On days when I needed a break from my studies, I enjoyed strolling the sidewalks, gazing into the shop windows, vicariously sampling as I passed flavors and fragrances from around the world. I liked to tell my friends back home that New York was the cheapest place I’d ever lived. I didn’t have to pay a thing for entertainment! I just walked the streets and absorbed the sights and smells for free.
Occasionally I walked into St. John the Divine on Amsterdam and tiptoed along the massive granite columns, smooth and cool to the touch. The light streaming through the stained glass windows painted my skin, my hair, my book bag mauve and turquoise.
When I wanted to splurge I’d buy a knish or falafel from one of the sidewalk carts and carry it down to Riverside Park for a quick picnic before walking as far as the George Washington Bridge.
I remembered driving over that bridge on my journey up to New York from North Carolina ahead of the fall semester. Watching Manhattan sweep past the girders, I could feel my pulse quicken. The city’s energy was palpable. I was excited and terrified all at once.
I had almost no money.
The North Carolina College Fund had given me a loan but it barely covered my tuition. The bulk of the money I’d raised over the summer working three jobs—one for the state, one for a bar, and one for a pizza delivery—paid for dormitory fees. I stayed in Johnson Hall on Amsterdam and 116th Street.
My room was tiny, smaller even than the closet in my childhood home, the one where I relocated the planet Mars. When I first stepped into the space, I was crestfallen, uncertain I could survive in such cramped quarters. But it did not take long for me to adjust. The room had a window, a closet, a sink, and just enough space for a desk, single bed, and bookshelf. I spread an Indian-print fabric over the bed, hung a Japanese ukiyo-e calendar on the wall, and I was home.

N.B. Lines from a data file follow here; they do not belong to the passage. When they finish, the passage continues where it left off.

Issue #761, opened 2026-08-07
Ambrosian routes accept locales the rite has no liturgical books for


JohnRDOrazio:
## Summary

`/calendars` correctly declares that the Ambrosian rite supports only Italian and Latin, but the
`/calendar/ambrosian` endpoint does not enforce it: any locale the API supports globally is accepted and
served.

**The metadata is already right** — this is about the endpoint honouring what the metadata declares.

## What the metadata declares

```jsonc
"ambrosian_calendars": [
  { "calendar_id": "ambrosian", "rite": "ambrosian", "locales": ["it", "la"] }
]
```

and every Ambrosian diocese agrees:

```text
lugano_ch    locales=['it_IT', 'la_VA']
bergam_it    locales=['it_IT', 'la_VA']
milano_it    locales=['it_IT', 'la_VA']
novara_it    locales=['it_IT', 'la_VA']
```

## What the endpoint does

```console
$ for l in it la nl en; do
    curl -s -o /tmp/r.json -w "locale=$l -> HTTP %{http_code}, " "http://localhost:8000/calendar/ambrosian?locale=$l"
    jq -r '.settings.locale' /tmp/r.json
  done
locale=it -> HTTP 200, it_IT
locale=la -> HTTP 200, la
locale=nl -> HTTP 200, nl_NL
locale=en -> HTTP 200, en_US
```

Dutch and English are accepted and echoed back as the applied locale, for a rite that has no liturgical
books in either.

## Why `it` and `la` are the correct and complete set

The Ambrosian Rite has exactly two official liturgical languages, and Latin is not vestigial — it is the
language of the *editio typica*:

- *Messale Ambrosiano* (Italian), promulgated by Cardinal Colombo, 1976
- *Missale Ambrosianum* (Latin), 1981
- Liturgy of the Hours 1984, various rituals, renewed Lectionary 2008
- Second edition of the *Messale Ambrosiano* promulgated by Archbishop Delpini "in latino e in italiano",
  in force from the First Sunday of Advent 2024 (17 November), following the *recognitio* granted by
  decree *Mediolanensis Ecclesia* of 7 December 2023

No other vernacular edition exists, and the reason is structural rather than accidental. The Ambrosian
books are promulgated by the Archbishop of Milan as *Capo Rito* with confirmation from the Dicastery, and
the Italian text is calibrated to CEI norms — the 2008 CEI Bible and the 2020 *Messale Romano* were the
[...]

PR #853, opened 2026-08-21
fix(locale): negotiate Accept-Language against the calendar's own locales (#845)

### LINKED ISSUE #845: Accept-Language should be negotiated against the requested calendar's own locale list, not filtered by exact match afterwards
`Accept-Language: fr` on `GET /events/nation/CA` returns **`en_CA`**, although Canada declares
`["en_CA", "fr_CA"]`. Under RFC 4647 §3.3.1 basic filtering the range `fr` matches the tag `fr-CA`, so a
conformant negotiator offered that pair selects `fr_CA`.

**Scope note (see the maintainer comment below):** this is about the **`Accept-Language` header**, not the
`?locale=` query parameter. Regional calendars store their data under specific regional variants, so `fr` on its
own does not name a dataset, and an explicit `?locale=fr` demanding an exact identifier is intended behaviour.
A language *range* in a header is a different thing from an exact selector, and standard matching applies to it.

## What actually happens

The negotiation and the calendar's locale list are applied at **two different points, in the wrong order**.

**Step 1 — `EventsHandler::handle()`, line ~830.** The header is negotiated against the *rite's* candidate set:

```php
$locale = Negotiator::pickLanguage($request, CalendarMetadataProvider::negotiableLocalesForRite($this->rite), LitLocale::LATIN);
```

For the Roman rite `negotiableLocalesForRite()` returns `[]` — documented as "empty for an unrestricted rite,
which is `pickLanguage()`'s own signal to use its full default list". So `fr` is negotiated against every ICU
locale, where `fr` exists as a tag in its own right. `pickLanguage()` prefers an exact match over a prefix match,
so it correctly returns **`fr`**.

At this point the requested calendar is not yet known, so nothing has consulted `["en_CA", "fr_CA"]`.

**Step 2 — after the calendar JSON is loaded**, at `EventsHandler.php:161-164` (diocesan) and `:255-258`
(national), plus `:217` and `:744`:

```php
if (!in_array($this->EventsParams->Locale, self::$NationalData->metadata->locales)) {
    $this->EventsParams->Locale = self::$NationalData->metadata->locales[0];
}
```

`'fr'` is not literally in `["en_CA", "fr_CA"]`, so it silently becomes `locales[0]` — `en_CA`.

So the right matching runs against the wrong candidate set, and the right candidate set is then applied with the
wrong matching. (The four sites are also inconsistent about strictness — `:161` and `:255` omit the third
`in_array()` argument, `:217` and `:744` pass `true`.)

## This has already bitten once, and the workaround is load-bearing

`CalendarMetadataProvider::negotiableLocalesForRite()`'s docblock records an earlier instance:

> The rite-level metadata declares `it`/`la`, but the Ambrosian diocesan layer matches the negotiated locale
> against its own full identifiers (`it_IT`/`la_VA`) with a strict `in_array()`, falling back to its first
> locale on a miss. Handing the negotiator only bare languages made it answer `la` where it used to answer
> `la_VA`, which failed that membership test — so `Accept-Language: la-VA` on
> `/events/ambrosian/diocese/milano_it` silently came back in Italian. Narrowing the *set* of acceptable
> languages must not narrow the *shape* of the tag returned for one that is acceptable.

That is this bug, diagnosed correctly, and worked around by carefully shaping the *rite* candidate set so the
negotiator happens to emit full identifiers the downstream `in_array()` will accept. The workaround is fragile
by construction: it makes a function that answers "which languages does this rite have books for" also
responsible for the *shape* of tags a completely different layer will string-compare.

## Proposed focus: negotiate against the calendar's own locale list

Replace the exact-match-plus-silent-default filter with a real negotiation, performed at the point the
calendar's declared locales are known:

```php
// once $NationalData / $DiocesanData is loaded
$locale = Negotiator::pickLanguage($request, $data->metadata->locales, $data->metadata->locales[0]);
```

**The machinery already exists** — `Negotiator::pickLanguage()` implements exactly the required semantics, per
its own docblock: exact match wins over prefix match; a requested `en` matches `en_US` and `en`, preferring the
more specific supported tag; `*` matches anything; and both hyphen and underscore spellings are accepted. It is
already called this way with a non-empty `$supported` at `EventsHandler:830` and `CalendarHandler:5499`. Nothing
new needs to be written; the existing negotiator needs to be handed the right candidate set at the right moment.

Points the implementation has to settle:

1. **The header must still be reachable at that point.** Negotiation currently happens in `handle()` while the
   filter happens after the calendar loads, so either the `ServerRequestInterface` or the raw header has to be
   available there. Prefer re-negotiating the original header over trying to widen the already-negotiated tag —
   `fr` → `fr_CA` is recoverable, but information has been discarded by then in the general case.
2. **Header and explicit parameter must stay distinguishable.** The comment at `EventsHandler:826-829` already
   records that they deliberately differ (#761): an unsupported *header* preference degrades, while an explicit
   *param* trips a rejection. Re-negotiating must not turn an explicit `?locale=fr` into `fr_CA`.
3. **`/calendar` needs the same treatment.** `GET /calendar/nation/CA/2026` behaves identically; `CalendarHandler`
   has the parallel structure.
4. **Simplify `negotiableLocalesForRite()` afterwards.** Once the calendar layer negotiates properly, that
   function no longer has to guarantee tag *shape* for a downstream string comparison, and its docblock's warning
   can be retired rather than preserved. Check `CalendarMetadataProvider::localesForRite()` and the rite-scoped
   rejection in `EventsParams::validateRiteCompatibility()` (#761) at the same time.
5. **Ambiguity needs a stated rule.** If a range matches more than one declared locale — `fr` against a
   hypothetical `["fr_CA", "fr_FR"]` — which wins? `pickLanguage()` has a rule; whatever it is should be
   asserted by a test rather than left as an emergent property.

## Tests worth having

- `Accept-Language: fr` on `/events/nation/CA` and `/calendar/nation/CA/2026` resolves to `fr_CA`. This is the
  sharpest case, because a wrong answer is a different *language*, not a different region of the same one.
- `Accept-Language: la` on `/events/ambrosian/diocese/milano_it` resolves to `la_VA` — the case the
  `negotiableLocalesForRite()` workaround exists for, asserted directly instead of via the workaround.
- `Accept-Language: fr-CA` keeps resolving to `fr_CA` (it already does — guard against regression).
- An explicit `?locale=fr` does **not** silently become `fr_CA`, per the scope note above.
- A range matching nothing the calendar declares still lands on the documented default.

## Separate question, deliberately not folded in

A **valid but unavailable** explicit locale is handled inconsistently: `?locale=zz_ZZ` is a **400**, while
`?locale=de_DE` and `?locale=fr_FR` are **200 with `en_CA`**. All three are locales the calendar has no data
for; the difference is only that `zz_ZZ` fails `LitLocale::isValid()` at the params layer while `de_DE` passes
it and is discarded at the handler layer. Whether the second should refuse or keep substituting is a policy
question independent of header negotiation. If substitution stays, it should be documented on the paths and in
the `locale` parameter description so a client knows to read `settings.locale` back. (In the API's favour:
`settings.locale` does report the locale actually used, so the response is not untruthful.)

## Related

- #761 — rite-scoped locale rejection, and the source of the deliberate header-vs-param asymmetry.
- CLAUDE.md's standing rule: always use `Negotiator::pickLanguage()`, never `\Locale::acceptFromHttp()`, because
  ICU does not know Latin.

Found while implementing #817.

JohnRDOrazio:
Closes #845.

`Accept-Language: fr` on `GET /events/nation/CA` returned **`en_CA`**, although Canada declares `["en_CA", "fr_CA"]`. Under RFC 4647 §3.3.1 basic filtering the range `fr` matches the tag `fr-CA`, so a French-speaking client was getting English with a 200 and no indication anything had been refused. `/calendar` behaved identically.

**Scope:** this is the `Accept-Language` **header**, not the `?locale=` query parameter. An explicit `?locale=fr` demanding an exact dataset identifier remains intended behaviour and is unchanged.

## No new negotiator was needed

`Negotiator::pickLanguage()` already implements the required semantics. The bug was **ordering and candidate set**:

1. `EventsHandler::handle():830` negotiated the header against the *rite's* candidate set. For the Roman rite that is `[]`, which `pickLanguage()` reads as "use my full default list" — so `fr` matched against every ICU locale, where `fr` is a tag in its own right, and exact-beats-prefix correctly returned `fr`. The requested calendar was not yet known.
2. After the calendar JSON loaded, `EventsHandler:161-164`/`:217`/`:255-258` and `CalendarHandler:457-458`/`:3494-3495` did `in_array($locale, $data->metadata->locales)` and fell back to `locales[0]`.

So the right matching ran against the wrong candidate set, and the right candidate set was applied with the wrong matching. `CalendarHandler:5494` carried a TODO asking for exactly this fix; it is now removed.

Both handlers retain the `ServerRequestInterface` and call a new `resolveCalendarLocale(array $declaredLocales)` at each filter site, **re-negotiating the original header** against the calendar's declared locales — re-negotiated rather than widened, because the first pass has already discarded the quality ordering and the alternatives.

## One deviation from the issue's proposed one-liner, and it matters

The issue suggested `pickLanguage($request, $locales, $locales[0])`. But `pickLanguage()` returns **`null`, not `$fallback`**, when a *non-empty* header matches nothing supported — the fallback argument only covers an *absent* header. Applying that literally would have turned `Accept-Language: nl` on an Ambrosian diocese from `la_VA` into `it_IT`, silently reversing #761's "an unacceptable header degrades to Latin".

So the helper only fires when the locale in hand is **not** declared — exactly where the old code discarded it anyway — and coalesces `?? $declaredLocales[0]`. A locale the calendar declares is left untouched. This is pinned as a test data row.

## Header vs. explicit parameter

`localeExplicitlyRequested` is set from `array_key_exists('locale', $requestParams)` (query for GET, parsed body for POST) before the merge. Explicit params take the unchanged exact-match + `locales[0]` branch. Asserted by `testExplicitLocaleParamIsNotWidenedToARegionalVariant` (`?locale=fr` → `en_CA` on both endpoints) and `testExplicitLocaleParamOverridesTheHeader`.

## `negotiableLocalesForRite()` kept, its warning retired

The dependency its docblock recorded is genuinely gone — the diocesan layer no longer string-compares an already-negotiated tag, and `Accept-Language: la` now reaches `la_VA` even though the rite-level pass answers bare `la`.

But its region-qualified shape remains load-bearing for an **independent** reason, verified empirically: that list is the *entire* candidate set on the rite-level routes, so returning bare `['it','la']` makes `pickLanguage` answer `it` for `it-IT` and `la` for `la-VA`, changing `settings.locale` on `/events/ambrosian` and breaking `AmbrosianLocaleEnforcementTest`. Simplifying it would be an observable contract change, so it was not simplified. Stale justifications in `CalendarMetadataProviderTest` and `AmbrosianLocaleEnforcementTest` are updated.

## Ambiguity rule, established empirically and now asserted

`fr` against `['fr_CA','fr_FR']` → `fr_CA`; against `['fr_FR','fr_CA']` → `fr_FR`. Every candidate scores identically and `pickLanguage` replaces its running best only on a *strictly* greater score, so **the calendar's declaration order wins** — the same order that supplies the `locales[0]` default. Exact still beats prefix either way: `fr` against `['fr_CA','fr']` → `fr`.

## Tests

`phpunit_tests/Handlers/CalendarScopedLocaleNegotiationTest.php`, 34 cases. Pre-fix **7 failures**: `fr` → `en_CA` instead of `fr_CA` on both endpoints (including `fr-FR,fr;q=0.9`), and `la` → `it_IT` instead of `la_VA` on `/events/ambrosian/diocese/milano_it`. Post-fix `OK (34 tests, 108 assertions)`; full `--filter Locale` `OK (205 tests, 2649 assertions)`.

In-process handler tests deliberately, not `Routes/*` — those hit `:8000`, which serves the main checkout, so a green there would say nothing about this branch.

## Verification

- `composer test:quick`: baseline `Tests: 2973` → `Tests: 3007`

One unrelated failure appears in full runs (`Handlers/Auth/NotificationsHandlerTest`). Confirmed environmental: it fails **3/3 on pristine `development`** and passes intermittently on this branch — shared-Postgres contention while several branches were being tested concurrently. Nothing here touches DB, auth or notifications.

## Out of scope

Refuse-vs-substitute for a valid-but-unavailable explicit locale (`?locale=de_DE` → 200 `en_CA` while `?locale=zz_ZZ` → 400) is unchanged: the explicit-parameter branch is behaviourally identical to before, so both outcomes stand as #845 describes.

## Summary by CodeRabbit

* **New Features**
  * Calendar and event locales now negotiate `Accept-Language` headers against the locales available for the selected national or diocesan calendar.
  * Supports language-range matching, quality preferences, wildcards and sensible fallback behaviour.
  * Explicit `locale` parameters take precedence over request headers and fall back to the calendar’s first declared locale when unmatched.
  * Ambiguous language ranges resolve consistently using the first declared matching locale.

* **Tests**
  * Added comprehensive coverage for national, diocesan and Ambrosian locale negotiation scenarios.

### DIFF
--- a/phpunit_tests/Handlers/AmbrosianLocaleEnforcementTest.php
+++ b/phpunit_tests/Handlers/AmbrosianLocaleEnforcementTest.php
@@ -226,11 +226,15 @@ final class AmbrosianLocaleEnforcementTest extends AbstractHandlerTestCase
 
     /**
      * Narrowing negotiation to the rite's languages must not narrow the *shape* of the
-     * tag it returns. The rite-level metadata declares bare languages (`it`, `la`), but
-     * the diocesan layer matches the negotiated locale against its own full identifiers
-     * (`it_IT`, `la_VA`) with a strict `in_array()` — so a negotiator that answered `la`
-     * instead of `la_VA` would fail that membership test and get silently downgraded to
-     * the diocese's first locale, turning a request for Latin into Italian.
+     * tag it returns: the rite's candidate set is all the negotiator has to answer with on
+     * the rite-level routes, so offering it only the bare `it`/`la` the rite metadata
+     * declares would report a coarser `settings.locale` than the client asked for.
+     *
+     * (This also used to be what kept the diocesan layer honest, since that layer
+     * string-compared the negotiated tag against its own `it_IT`/`la_VA`. It no longer
+     * does — #845 made it re-negotiate the original header against its own declared
+     * locales — so the diocesan rows below are now a straightforward regression guard
+     * rather than a proof of that coupling. See CalendarScopedLocaleNegotiationTest.)
      *
      * These cases pin the exact `settings.locale` each header produced before locale
      * enforcement existed; the only behavior this feature is allowed to change is what
--- a/phpunit_tests/Handlers/CalendarScopedLocaleNegotiationTest.php
+++ b/phpunit_tests/Handlers/CalendarScopedLocaleNegotiationTest.php
@@ -1,0 +1,347 @@
+<?php
+
+declare(strict_types=1);
+
+namespace LiturgicalCalendar\Tests\Handlers;
+
+use LiturgicalCalendar\Api\Enum\Rite;
+use LiturgicalCalendar\Api\Handlers\CalendarHandler;
+use LiturgicalCalendar\Api\Handlers\EventsHandler;
+use LiturgicalCalendar\Api\Http\Enum\ReturnTypeParam;
+use LiturgicalCalendar\Api\Http\Enum\StatusCode;
+use LiturgicalCalendar\Api\Http\Exception\ApiException;
+use LiturgicalCalendar\Api\Http\Negotiator;
+use Nyholm\Psr7\ServerRequest;
+use PHPUnit\Framework\Attributes\DataProvider;
+
+/**
+ * Issue #845: an `Accept-Language` **range** must be negotiated against the requested
+ * calendar's own declared `metadata->locales`, not matched against them for literal
+ * equality after having been negotiated against something else.
+ *
+ * Canada declares `["en_CA", "fr_CA"]`. Under RFC 4647 §3.3.1 basic filtering the range
+ * `fr` matches the tag `fr-CA`, so a French-speaking client sending the plain `fr` range
+ * must be served `fr_CA`. Before this fix it was served `en_CA` — a different *language*,
+ * not merely a different region of the same one — because the two halves of the decision
+ * ran in the wrong order:
+ *
+ * 1. `handle()` negotiated the header against the *rite's* candidate set, which is empty
+ *    for the Roman rite and therefore means "the API-wide locale list". `fr` exists there
+ *    as a tag in its own right, and an exact match beats a prefix match, so the header
+ *    correctly resolved to `fr`. The requested calendar was not yet known at that point.
+ * 2. Once the calendar JSON loaded, the resolved locale was tested for literal membership
+ *    in `["en_CA", "fr_CA"]` — which `fr` fails — and silently replaced by `locales[0]`.
+ *
+ * So the right matching ran against the wrong candidate set, and the right candidate set
+ * was applied with the wrong matching. The fix re-runs the *original header* through
+ * `Negotiator::pickLanguage()` once the calendar's own locales are known.
+ *
+ * The re-negotiation is deliberately narrow: it only re-opens the question when the locale
+ * already in hand is *not* one of the calendar's declared locales — i.e. exactly where the
+ * old code would have thrown it away for `locales[0]`. A locale the calendar does declare is
+ * left alone, so the #761 "unacceptable header degrades to the API-wide Latin default"
+ * behaviour survives wherever Latin is among the calendar's own locales.
+ *
+ * The header/parameter asymmetry established by #761 is preserved and asserted here: a
+ * header states a *preference* and is negotiated, while an explicit `locale` parameter is
+ * an *exact selector* naming a dataset, so `?locale=fr` is NOT widened to `fr_CA`.
+ */
+final class CalendarScopedLocaleNegotiationTest extends AbstractHandlerTestCase
+{
+    private ?string $savedServerName = null;
+
+    /**
+     * Pin `SERVER_NAME` to localhost so `Router::isLocalhost()` is true and `CalendarHandler`
+     * takes its "never touch `engineCache/`" path. The engine cache is keyed on the calendar
+     * params (locale included) but is written to a path relative to the process working
+     * directory and is blind to PHP source changes, so a cached body from an earlier revision
+     * could otherwise answer for the code under test. Mirrors
+     * {@see AmbrosianLocaleEnforcementTest::setUp()}.
+     */
+    protected function setUp(): void
+    {
+        parent::setUp();
+        $this->savedServerName  = $_SERVER['SERVER_NAME'] ?? null;
+        $_SERVER['SERVER_NAME'] = 'localhost';
+    }
+
+    /**
+     * `EventsHandler::setLocale()` calls `setlocale(LC_ALL, ...)`, which persists for the
+     * lifetime of the PHPUnit process; later suites rely on gettext falling through to the
+     * untranslated (Latin) msgid rather than being left pinned to a translated catalog.
+     */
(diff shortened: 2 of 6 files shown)


JohnRDOrazio:
@coderabbitai review

JohnRDOrazio:
@coderabbitai review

There was a cafeteria on the first floor, but I only went there once. I felt so awkward trying to figure out the system—what to select, where to pay, and with whom to eat. I saw the woman who lived across the hall from me standing on line and tried to strike up a conversation with her. She was from Cuba and very stylish. She just stared at me when I spoke, her immaculately painted lips curling into a sneer as she eyed my handmade cotton skirt. I heard her giggle with the woman next to her when I carried my tray to another table. Late at night she and that woman would sit in the hallway speaking animatedly in Spanish and cackling. Once, when I had an exam the following morning and was desperate to sleep, I cracked the door open and politely asked them to take their conversation to the lounge. It only made them louder.
I ended up eating most of my meals in my room. I guess you could call them meals. We were not allowed to have a hot plate or toaster oven, but an electric kettle was okay. I had a five-cup Regal Poly Hot-Pot and used it to warm coffee in the morning and soup at night. I lived on Campbell’s tomato soup. It had been my comfort food as a child.
I made foraging runs to the small supermarket a few blocks from my dorm when my stock ran low and loaded up on instant coffee, crackers, and as many cans of soup I could carry. I made do with powdered milk (for the soup and the coffee) until the weather turned cool and I could chill a small container of milk on the sill outside my window. I stored yoghurt there as well, and cream cheese. I had recently discovered the paradise of bagels. My nightly meal consisted of tomato soup, crackers, and a piece of fruit. Occasionally, I mixed things up with vegetable soup.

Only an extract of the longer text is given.